= Exercise objective =
The answer must consist of every record, printed exactly as it stands.

= Stored data entries =
PR #124, opened 2019-04-20
Say ModelingToolkit is ready to use

ChrisRackauckas:
Basic syntax should change all too much?

### DIFF
--- a/README.md
+++ b/README.md
@@ -14,8 +14,6 @@ nicely with user-defined routines. Together, this is an abstract form of a
 scientific model that is easy for humans to generate but also easy for programs
 to manipulate.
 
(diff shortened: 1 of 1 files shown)


HarrisonGrodin:
It is still somewhat WIP, but I guess that's more wrt future versions (with new version numbers).

ChrisRackauckas:
Yeah, there will be changes of course, but I think we are safe to say that the library is no longer a hell-hole of broken madness but something that is a usable piece of software that is now being actively maintained. At least the user-facing API should be mostly solid, maybe with ODEFunction dispatching being replaced with ODEProblem down the line but that's something that still needs to be discussed.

= Worked solution =
PR #124, opened 2019-04-20
Say ModelingToolkit is ready to use

ChrisRackauckas:
Basic syntax should change all too much?

### DIFF
--- a/README.md
+++ b/README.md
@@ -14,8 +14,6 @@ nicely with user-defined routines. Together, this is an abstract form of a
 scientific model that is easy for humans to generate but also easy for programs
 to manipulate.
 
(diff shortened: 1 of 1 files shown)


HarrisonGrodin:
It is still somewhat WIP, but I guess that's more wrt future versions (with new version numbers).

ChrisRackauckas:
Yeah, there will be changes of course, but I think we are safe to say that the library is no longer a hell-hole of broken madness but something that is a usable piece of software that is now being actively maintained. At least the user-facing API should be mostly solid, maybe with ODEFunction dispatching being replaced with ODEProblem down the line but that's something that still needs to be discussed.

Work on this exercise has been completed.